══ TASK INPUT
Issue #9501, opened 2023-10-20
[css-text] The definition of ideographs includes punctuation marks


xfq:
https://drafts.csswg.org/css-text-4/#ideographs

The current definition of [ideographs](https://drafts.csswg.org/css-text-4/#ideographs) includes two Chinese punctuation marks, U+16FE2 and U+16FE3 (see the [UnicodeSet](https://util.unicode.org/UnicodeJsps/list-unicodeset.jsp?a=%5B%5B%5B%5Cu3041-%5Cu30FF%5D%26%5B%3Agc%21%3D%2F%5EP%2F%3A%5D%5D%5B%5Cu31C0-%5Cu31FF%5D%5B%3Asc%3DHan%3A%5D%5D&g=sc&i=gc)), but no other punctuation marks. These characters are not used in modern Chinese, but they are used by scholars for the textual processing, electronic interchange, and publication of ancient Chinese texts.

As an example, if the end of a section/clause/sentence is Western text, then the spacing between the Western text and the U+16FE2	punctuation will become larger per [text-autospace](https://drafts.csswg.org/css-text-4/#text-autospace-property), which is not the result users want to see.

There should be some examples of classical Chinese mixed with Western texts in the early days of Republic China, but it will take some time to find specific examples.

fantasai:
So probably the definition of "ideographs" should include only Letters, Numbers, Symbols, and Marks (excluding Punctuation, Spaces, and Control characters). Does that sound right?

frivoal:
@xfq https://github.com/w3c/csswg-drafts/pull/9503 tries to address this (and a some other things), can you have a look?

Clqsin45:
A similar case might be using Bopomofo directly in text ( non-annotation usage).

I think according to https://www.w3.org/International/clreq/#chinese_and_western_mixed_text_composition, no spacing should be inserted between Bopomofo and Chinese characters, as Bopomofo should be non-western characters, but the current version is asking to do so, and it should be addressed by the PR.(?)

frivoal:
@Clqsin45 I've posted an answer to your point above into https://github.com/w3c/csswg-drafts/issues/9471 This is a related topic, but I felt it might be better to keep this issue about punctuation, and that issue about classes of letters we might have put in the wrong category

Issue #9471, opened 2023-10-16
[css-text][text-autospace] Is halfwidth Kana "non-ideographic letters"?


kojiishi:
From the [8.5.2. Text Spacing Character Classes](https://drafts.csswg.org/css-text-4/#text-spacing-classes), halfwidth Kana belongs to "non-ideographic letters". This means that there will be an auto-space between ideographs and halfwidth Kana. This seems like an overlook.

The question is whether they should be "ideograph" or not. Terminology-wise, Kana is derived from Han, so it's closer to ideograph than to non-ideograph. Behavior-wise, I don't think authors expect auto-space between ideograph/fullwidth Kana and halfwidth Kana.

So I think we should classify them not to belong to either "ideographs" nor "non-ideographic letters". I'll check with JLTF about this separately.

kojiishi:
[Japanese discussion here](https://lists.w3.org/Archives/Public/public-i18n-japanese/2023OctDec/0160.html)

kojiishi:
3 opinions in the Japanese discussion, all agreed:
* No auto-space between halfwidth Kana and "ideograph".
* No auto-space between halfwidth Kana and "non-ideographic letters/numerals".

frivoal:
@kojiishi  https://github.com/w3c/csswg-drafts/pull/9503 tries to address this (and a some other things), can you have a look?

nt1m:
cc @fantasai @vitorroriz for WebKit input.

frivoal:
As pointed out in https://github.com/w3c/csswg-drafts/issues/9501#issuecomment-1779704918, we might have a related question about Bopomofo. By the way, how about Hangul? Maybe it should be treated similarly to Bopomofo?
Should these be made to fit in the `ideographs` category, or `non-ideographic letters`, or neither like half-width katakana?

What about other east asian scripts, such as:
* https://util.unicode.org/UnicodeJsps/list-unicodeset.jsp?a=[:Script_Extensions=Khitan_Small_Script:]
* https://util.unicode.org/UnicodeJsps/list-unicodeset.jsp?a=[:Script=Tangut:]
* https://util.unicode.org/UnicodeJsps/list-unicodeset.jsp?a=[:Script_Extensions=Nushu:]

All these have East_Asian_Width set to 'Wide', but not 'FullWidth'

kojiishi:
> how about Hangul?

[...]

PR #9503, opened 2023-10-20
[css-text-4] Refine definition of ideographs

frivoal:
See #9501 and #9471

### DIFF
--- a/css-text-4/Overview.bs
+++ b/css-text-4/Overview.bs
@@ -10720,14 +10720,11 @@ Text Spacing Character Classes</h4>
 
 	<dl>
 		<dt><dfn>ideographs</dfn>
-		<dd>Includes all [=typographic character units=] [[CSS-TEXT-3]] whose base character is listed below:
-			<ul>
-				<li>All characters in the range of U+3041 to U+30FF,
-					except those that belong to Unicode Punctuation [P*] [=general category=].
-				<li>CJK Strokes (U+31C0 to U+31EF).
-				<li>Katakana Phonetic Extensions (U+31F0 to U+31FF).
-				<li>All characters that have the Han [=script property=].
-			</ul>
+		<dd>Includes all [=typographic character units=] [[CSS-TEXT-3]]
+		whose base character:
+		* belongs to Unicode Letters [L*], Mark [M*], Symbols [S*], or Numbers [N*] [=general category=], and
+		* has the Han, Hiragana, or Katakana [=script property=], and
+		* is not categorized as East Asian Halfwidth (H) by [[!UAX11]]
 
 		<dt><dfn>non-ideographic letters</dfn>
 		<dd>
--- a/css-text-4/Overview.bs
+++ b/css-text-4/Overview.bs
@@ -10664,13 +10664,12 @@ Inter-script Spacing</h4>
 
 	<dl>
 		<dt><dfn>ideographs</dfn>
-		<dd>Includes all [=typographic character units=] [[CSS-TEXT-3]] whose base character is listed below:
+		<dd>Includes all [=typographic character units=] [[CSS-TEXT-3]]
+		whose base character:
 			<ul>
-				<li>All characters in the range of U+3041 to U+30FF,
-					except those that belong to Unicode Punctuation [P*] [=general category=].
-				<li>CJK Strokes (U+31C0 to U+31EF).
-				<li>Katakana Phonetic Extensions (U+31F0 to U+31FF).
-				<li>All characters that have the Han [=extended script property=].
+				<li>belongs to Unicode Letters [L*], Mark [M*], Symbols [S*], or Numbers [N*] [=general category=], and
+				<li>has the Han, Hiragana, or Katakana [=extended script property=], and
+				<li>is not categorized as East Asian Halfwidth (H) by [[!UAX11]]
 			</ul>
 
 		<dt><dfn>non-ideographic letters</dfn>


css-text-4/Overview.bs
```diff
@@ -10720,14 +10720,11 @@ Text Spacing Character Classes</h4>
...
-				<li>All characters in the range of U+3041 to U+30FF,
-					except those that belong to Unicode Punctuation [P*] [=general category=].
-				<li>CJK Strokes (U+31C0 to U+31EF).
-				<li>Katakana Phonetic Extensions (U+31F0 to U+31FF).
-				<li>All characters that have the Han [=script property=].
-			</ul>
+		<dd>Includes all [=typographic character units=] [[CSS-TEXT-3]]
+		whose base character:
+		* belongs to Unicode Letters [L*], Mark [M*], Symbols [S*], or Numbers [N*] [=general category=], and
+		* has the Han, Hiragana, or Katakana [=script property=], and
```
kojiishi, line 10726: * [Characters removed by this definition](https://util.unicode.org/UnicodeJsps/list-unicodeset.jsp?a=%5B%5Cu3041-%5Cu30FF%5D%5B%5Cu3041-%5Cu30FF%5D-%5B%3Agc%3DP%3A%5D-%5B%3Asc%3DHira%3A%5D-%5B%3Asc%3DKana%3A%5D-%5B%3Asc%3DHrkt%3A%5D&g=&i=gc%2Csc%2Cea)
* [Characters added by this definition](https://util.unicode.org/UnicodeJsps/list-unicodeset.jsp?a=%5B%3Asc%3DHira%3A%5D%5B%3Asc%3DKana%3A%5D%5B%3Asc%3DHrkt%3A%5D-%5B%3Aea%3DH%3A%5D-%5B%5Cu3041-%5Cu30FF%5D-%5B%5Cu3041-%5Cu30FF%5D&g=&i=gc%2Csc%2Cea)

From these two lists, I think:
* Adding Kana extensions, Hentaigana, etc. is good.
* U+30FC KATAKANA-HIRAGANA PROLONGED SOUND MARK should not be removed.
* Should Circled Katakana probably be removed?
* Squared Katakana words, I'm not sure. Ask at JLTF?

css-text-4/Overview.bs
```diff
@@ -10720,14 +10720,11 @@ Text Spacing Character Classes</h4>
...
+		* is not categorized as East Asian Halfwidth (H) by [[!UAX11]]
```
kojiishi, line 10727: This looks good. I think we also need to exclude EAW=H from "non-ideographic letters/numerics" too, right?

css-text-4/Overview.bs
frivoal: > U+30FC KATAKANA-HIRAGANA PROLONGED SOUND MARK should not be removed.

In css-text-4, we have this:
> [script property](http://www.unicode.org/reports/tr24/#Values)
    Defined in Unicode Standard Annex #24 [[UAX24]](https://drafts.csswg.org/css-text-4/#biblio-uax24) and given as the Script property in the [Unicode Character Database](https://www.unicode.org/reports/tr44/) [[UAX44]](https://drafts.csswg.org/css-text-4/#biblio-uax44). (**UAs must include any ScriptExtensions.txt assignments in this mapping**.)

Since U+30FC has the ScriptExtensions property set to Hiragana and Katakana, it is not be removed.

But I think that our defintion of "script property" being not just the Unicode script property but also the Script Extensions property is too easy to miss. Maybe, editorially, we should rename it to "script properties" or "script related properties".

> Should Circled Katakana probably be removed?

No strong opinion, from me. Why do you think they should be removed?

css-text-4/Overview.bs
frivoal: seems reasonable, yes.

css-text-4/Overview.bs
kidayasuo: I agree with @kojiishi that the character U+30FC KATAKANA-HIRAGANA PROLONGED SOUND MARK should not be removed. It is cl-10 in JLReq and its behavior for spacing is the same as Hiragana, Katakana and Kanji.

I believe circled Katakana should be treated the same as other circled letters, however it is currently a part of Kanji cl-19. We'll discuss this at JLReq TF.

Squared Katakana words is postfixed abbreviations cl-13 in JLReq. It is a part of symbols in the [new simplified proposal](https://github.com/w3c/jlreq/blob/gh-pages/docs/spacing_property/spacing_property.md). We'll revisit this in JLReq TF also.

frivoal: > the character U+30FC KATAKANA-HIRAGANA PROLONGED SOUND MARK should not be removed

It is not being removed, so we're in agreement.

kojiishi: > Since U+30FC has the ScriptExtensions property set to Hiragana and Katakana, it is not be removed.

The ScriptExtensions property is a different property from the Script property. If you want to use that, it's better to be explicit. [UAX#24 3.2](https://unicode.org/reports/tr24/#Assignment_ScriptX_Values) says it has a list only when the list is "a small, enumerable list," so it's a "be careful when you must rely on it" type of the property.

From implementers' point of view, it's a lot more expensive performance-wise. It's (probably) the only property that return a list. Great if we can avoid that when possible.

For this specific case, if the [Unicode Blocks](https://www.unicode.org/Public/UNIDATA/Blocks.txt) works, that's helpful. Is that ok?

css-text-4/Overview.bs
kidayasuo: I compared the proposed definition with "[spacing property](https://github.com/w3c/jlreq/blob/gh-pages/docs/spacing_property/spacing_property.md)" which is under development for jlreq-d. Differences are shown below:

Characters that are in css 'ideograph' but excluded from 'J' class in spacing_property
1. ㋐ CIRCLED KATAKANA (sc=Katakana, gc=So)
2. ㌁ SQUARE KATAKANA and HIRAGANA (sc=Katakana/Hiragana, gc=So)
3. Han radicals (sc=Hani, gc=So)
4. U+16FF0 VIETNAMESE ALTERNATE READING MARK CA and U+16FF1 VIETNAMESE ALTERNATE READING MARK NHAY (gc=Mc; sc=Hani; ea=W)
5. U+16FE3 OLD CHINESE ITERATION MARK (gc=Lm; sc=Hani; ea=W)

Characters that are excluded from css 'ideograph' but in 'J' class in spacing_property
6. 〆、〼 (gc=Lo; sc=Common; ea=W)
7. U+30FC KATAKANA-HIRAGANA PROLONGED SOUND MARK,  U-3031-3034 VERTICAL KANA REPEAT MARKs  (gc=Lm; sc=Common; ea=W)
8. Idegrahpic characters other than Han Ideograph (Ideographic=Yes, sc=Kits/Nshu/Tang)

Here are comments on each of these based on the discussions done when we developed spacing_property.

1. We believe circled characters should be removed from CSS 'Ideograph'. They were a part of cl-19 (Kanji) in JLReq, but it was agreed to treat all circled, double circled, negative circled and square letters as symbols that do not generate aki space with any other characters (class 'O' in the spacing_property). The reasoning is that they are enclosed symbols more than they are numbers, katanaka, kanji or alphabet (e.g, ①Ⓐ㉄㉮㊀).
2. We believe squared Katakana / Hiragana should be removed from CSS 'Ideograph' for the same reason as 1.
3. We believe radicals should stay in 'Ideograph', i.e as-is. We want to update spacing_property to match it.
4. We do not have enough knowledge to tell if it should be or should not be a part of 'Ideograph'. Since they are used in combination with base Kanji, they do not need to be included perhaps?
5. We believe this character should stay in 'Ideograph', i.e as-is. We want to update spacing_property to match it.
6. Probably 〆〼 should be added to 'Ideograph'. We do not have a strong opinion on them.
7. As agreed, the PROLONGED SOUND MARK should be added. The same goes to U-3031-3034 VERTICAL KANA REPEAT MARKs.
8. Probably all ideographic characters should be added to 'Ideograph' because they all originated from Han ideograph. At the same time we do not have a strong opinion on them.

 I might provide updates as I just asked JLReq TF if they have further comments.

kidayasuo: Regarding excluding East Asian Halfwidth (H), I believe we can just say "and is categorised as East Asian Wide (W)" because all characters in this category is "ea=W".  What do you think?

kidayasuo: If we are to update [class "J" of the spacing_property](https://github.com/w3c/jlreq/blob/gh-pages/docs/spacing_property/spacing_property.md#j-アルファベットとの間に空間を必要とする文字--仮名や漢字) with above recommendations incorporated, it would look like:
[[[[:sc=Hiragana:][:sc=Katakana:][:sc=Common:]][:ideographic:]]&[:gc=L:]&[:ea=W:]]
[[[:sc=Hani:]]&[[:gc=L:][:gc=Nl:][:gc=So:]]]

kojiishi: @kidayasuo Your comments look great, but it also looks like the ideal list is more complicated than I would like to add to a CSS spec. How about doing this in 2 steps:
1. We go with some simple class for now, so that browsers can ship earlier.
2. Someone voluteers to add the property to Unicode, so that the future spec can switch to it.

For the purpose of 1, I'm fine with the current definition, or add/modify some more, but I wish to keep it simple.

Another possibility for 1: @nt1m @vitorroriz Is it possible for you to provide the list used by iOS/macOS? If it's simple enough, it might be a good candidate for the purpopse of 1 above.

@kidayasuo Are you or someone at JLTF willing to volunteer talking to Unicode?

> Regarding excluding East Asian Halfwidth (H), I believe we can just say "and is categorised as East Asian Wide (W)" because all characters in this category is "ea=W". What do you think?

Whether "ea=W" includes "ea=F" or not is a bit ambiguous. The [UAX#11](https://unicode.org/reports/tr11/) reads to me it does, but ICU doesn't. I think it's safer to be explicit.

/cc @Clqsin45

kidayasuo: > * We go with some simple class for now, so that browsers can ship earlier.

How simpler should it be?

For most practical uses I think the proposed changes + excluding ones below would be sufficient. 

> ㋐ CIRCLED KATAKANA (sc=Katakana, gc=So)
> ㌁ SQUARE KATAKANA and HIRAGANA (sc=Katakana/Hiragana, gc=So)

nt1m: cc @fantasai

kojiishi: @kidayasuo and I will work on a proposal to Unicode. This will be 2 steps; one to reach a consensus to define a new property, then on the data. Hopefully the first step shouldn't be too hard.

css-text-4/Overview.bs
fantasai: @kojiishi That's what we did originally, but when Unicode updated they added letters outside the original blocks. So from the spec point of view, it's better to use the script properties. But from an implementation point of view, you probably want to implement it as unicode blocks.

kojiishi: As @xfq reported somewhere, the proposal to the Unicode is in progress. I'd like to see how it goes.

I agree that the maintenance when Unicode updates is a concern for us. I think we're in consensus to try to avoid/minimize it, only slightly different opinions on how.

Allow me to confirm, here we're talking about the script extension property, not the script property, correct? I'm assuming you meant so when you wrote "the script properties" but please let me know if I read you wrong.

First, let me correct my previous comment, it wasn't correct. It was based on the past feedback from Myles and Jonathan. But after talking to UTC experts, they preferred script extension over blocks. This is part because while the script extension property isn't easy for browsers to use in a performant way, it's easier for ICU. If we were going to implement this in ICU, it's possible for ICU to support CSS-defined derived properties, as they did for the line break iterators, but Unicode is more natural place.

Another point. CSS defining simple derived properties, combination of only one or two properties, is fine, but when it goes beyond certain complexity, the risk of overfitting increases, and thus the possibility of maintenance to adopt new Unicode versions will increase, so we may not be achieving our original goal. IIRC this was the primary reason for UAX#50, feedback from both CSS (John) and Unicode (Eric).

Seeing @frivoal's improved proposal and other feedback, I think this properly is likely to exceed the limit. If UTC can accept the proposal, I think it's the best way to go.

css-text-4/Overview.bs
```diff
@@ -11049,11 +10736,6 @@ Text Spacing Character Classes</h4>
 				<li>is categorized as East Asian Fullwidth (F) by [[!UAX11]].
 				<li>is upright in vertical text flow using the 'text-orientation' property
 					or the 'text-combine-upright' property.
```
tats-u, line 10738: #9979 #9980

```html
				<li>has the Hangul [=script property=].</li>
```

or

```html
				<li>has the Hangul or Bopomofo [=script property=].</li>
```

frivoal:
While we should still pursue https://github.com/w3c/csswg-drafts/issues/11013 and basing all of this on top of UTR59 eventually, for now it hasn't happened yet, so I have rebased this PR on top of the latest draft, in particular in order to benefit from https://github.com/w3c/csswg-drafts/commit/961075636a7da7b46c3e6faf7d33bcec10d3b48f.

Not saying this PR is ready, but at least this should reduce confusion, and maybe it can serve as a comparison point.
════
TASK REQUIREMENTS » The lines above, starting at the one with "I might provide" and ending at the one with "kidayasuo: If we", are the only ones to return, exactly as written.

OUTPUT FOR THIS EXERCISE »
 I might provide updates as I just asked JLReq TF if they have further comments.

kidayasuo: Regarding excluding East Asian Halfwidth (H), I believe we can just say "and is categorised as East Asian Wide (W)" because all characters in this category is "ea=W".  What do you think?

kidayasuo: If we are to update [class "J" of the spacing_property](https://github.com/w3c/jlreq/blob/gh-pages/docs/spacing_property/spacing_property.md#j-アルファベットとの間に空間を必要とする文字--仮名や漢字) with above recommendations incorporated, it would look like:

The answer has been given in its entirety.